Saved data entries
- Opening Delimiter -

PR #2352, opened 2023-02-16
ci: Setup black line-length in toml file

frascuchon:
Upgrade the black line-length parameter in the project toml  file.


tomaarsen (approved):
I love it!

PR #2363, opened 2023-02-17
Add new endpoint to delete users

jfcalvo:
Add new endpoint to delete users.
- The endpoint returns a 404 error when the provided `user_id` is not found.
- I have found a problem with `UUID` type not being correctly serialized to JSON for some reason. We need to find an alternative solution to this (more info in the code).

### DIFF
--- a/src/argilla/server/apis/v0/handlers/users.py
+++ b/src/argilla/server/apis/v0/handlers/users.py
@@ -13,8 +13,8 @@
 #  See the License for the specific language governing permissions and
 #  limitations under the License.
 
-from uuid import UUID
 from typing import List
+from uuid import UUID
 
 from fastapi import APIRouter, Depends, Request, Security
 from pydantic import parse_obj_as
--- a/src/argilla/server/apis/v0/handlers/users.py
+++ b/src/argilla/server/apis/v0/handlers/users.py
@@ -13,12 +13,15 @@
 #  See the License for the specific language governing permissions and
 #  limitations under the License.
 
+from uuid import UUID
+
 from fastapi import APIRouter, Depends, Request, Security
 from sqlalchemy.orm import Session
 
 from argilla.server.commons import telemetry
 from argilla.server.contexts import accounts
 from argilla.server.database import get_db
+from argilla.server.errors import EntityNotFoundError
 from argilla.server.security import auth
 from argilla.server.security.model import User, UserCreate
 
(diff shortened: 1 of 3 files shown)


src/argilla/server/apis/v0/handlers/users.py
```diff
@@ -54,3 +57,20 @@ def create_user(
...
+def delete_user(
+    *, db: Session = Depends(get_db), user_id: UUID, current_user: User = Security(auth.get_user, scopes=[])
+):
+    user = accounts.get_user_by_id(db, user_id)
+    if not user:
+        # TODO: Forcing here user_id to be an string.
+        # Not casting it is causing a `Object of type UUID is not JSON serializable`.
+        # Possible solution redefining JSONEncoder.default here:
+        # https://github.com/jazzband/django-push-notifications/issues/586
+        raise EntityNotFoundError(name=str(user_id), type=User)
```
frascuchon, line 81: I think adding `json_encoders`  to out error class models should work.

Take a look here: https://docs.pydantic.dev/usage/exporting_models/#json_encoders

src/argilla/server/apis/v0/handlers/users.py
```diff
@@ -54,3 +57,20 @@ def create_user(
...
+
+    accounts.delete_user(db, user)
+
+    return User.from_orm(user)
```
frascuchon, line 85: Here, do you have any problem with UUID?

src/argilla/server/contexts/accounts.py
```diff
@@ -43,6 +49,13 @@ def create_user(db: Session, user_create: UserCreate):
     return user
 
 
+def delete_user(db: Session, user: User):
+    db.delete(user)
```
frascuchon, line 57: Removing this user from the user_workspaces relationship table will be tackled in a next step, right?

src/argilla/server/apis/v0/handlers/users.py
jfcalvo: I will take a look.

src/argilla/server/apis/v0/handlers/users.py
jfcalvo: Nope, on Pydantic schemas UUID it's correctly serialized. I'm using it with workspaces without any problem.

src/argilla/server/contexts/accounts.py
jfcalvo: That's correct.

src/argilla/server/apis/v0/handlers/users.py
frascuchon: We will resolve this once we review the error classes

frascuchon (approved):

- Closing Delimiter -

■ **WORK TO COMPLETE**: Each record above is to be printed again exactly as written.

■ **OUTPUT**:
PR #2352, opened 2023-02-16
ci: Setup black line-length in toml file

frascuchon:
Upgrade the black line-length parameter in the project toml  file.


tomaarsen (approved):
I love it!

PR #2363, opened 2023-02-17
Add new endpoint to delete users

jfcalvo:
Add new endpoint to delete users.
- The endpoint returns a 404 error when the provided `user_id` is not found.
- I have found a problem with `UUID` type not being correctly serialized to JSON for some reason. We need to find an alternative solution to this (more info in the code).

### DIFF
--- a/src/argilla/server/apis/v0/handlers/users.py
+++ b/src/argilla/server/apis/v0/handlers/users.py
@@ -13,8 +13,8 @@
 #  See the License for the specific language governing permissions and
 #  limitations under the License.
 
-from uuid import UUID
 from typing import List
+from uuid import UUID
 
 from fastapi import APIRouter, Depends, Request, Security
 from pydantic import parse_obj_as
--- a/src/argilla/server/apis/v0/handlers/users.py
+++ b/src/argilla/server/apis/v0/handlers/users.py
@@ -13,12 +13,15 @@
 #  See the License for the specific language governing permissions and
 #  limitations under the License.
 
+from uuid import UUID
+
 from fastapi import APIRouter, Depends, Request, Security
 from sqlalchemy.orm import Session
 
 from argilla.server.commons import telemetry
 from argilla.server.contexts import accounts
 from argilla.server.database import get_db
+from argilla.server.errors import EntityNotFoundError
 from argilla.server.security import auth
 from argilla.server.security.model import User, UserCreate
 
(diff shortened: 1 of 3 files shown)


src/argilla/server/apis/v0/handlers/users.py
```diff
@@ -54,3 +57,20 @@ def create_user(
...
+def delete_user(
+    *, db: Session = Depends(get_db), user_id: UUID, current_user: User = Security(auth.get_user, scopes=[])
+):
+    user = accounts.get_user_by_id(db, user_id)
+    if not user:
+        # TODO: Forcing here user_id to be an string.
+        # Not casting it is causing a `Object of type UUID is not JSON serializable`.
+        # Possible solution redefining JSONEncoder.default here:
+        # https://github.com/jazzband/django-push-notifications/issues/586
+        raise EntityNotFoundError(name=str(user_id), type=User)
```
frascuchon, line 81: I think adding `json_encoders`  to out error class models should work.

Take a look here: https://docs.pydantic.dev/usage/exporting_models/#json_encoders

src/argilla/server/apis/v0/handlers/users.py
```diff
@@ -54,3 +57,20 @@ def create_user(
...
+
+    accounts.delete_user(db, user)
+
+    return User.from_orm(user)
```
frascuchon, line 85: Here, do you have any problem with UUID?

src/argilla/server/contexts/accounts.py
```diff
@@ -43,6 +49,13 @@ def create_user(db: Session, user_create: UserCreate):
     return user
 
 
+def delete_user(db: Session, user: User):
+    db.delete(user)
```
frascuchon, line 57: Removing this user from the user_workspaces relationship table will be tackled in a next step, right?

src/argilla/server/apis/v0/handlers/users.py
jfcalvo: I will take a look.

src/argilla/server/apis/v0/handlers/users.py
jfcalvo: Nope, on Pydantic schemas UUID it's correctly serialized. I'm using it with workspaces without any problem.

src/argilla/server/contexts/accounts.py
jfcalvo: That's correct.

src/argilla/server/apis/v0/handlers/users.py
frascuchon: We will resolve this once we review the error classes

frascuchon (approved):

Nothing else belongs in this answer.